===== PROVIDED RECORDS =====

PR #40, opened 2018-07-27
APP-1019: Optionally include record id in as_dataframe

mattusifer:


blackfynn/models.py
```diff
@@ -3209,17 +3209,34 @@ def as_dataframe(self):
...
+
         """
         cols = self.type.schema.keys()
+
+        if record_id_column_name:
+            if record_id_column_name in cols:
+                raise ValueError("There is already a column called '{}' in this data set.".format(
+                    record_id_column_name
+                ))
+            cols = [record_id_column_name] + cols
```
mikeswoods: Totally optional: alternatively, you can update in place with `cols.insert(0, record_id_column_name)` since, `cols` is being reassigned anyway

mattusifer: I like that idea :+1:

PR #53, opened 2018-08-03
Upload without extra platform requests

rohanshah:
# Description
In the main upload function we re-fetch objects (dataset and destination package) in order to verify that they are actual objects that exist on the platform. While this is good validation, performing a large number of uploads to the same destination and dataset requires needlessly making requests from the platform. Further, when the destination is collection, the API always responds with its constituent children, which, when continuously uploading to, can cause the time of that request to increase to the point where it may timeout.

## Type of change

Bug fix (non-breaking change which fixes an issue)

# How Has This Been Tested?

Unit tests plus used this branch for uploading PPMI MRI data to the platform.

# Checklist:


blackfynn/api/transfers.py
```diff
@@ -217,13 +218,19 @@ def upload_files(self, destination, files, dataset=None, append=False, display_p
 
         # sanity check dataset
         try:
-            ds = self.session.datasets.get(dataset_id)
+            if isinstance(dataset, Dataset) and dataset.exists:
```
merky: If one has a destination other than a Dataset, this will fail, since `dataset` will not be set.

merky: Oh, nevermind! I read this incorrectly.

=====

- ASSIGNED TASK
Each line of the data should be reproduced exactly as it appears.

- EXERCISE ANSWER
PR #40, opened 2018-07-27
APP-1019: Optionally include record id in as_dataframe

mattusifer:


blackfynn/models.py
```diff
@@ -3209,17 +3209,34 @@ def as_dataframe(self):
...
+
         """
         cols = self.type.schema.keys()
+
+        if record_id_column_name:
+            if record_id_column_name in cols:
+                raise ValueError("There is already a column called '{}' in this data set.".format(
+                    record_id_column_name
+                ))
+            cols = [record_id_column_name] + cols
```
mikeswoods: Totally optional: alternatively, you can update in place with `cols.insert(0, record_id_column_name)` since, `cols` is being reassigned anyway

mattusifer: I like that idea :+1:

PR #53, opened 2018-08-03
Upload without extra platform requests

rohanshah:
# Description
In the main upload function we re-fetch objects (dataset and destination package) in order to verify that they are actual objects that exist on the platform. While this is good validation, performing a large number of uploads to the same destination and dataset requires needlessly making requests from the platform. Further, when the destination is collection, the API always responds with its constituent children, which, when continuously uploading to, can cause the time of that request to increase to the point where it may timeout.

## Type of change

Bug fix (non-breaking change which fixes an issue)

# How Has This Been Tested?

Unit tests plus used this branch for uploading PPMI MRI data to the platform.

# Checklist:


blackfynn/api/transfers.py
```diff
@@ -217,13 +218,19 @@ def upload_files(self, destination, files, dataset=None, append=False, display_p
 
         # sanity check dataset
         try:
-            ds = self.session.datasets.get(dataset_id)
+            if isinstance(dataset, Dataset) and dataset.exists:
```
merky: If one has a destination other than a Dataset, this will fail, since `dataset` will not be set.

merky: Oh, nevermind! I read this incorrectly.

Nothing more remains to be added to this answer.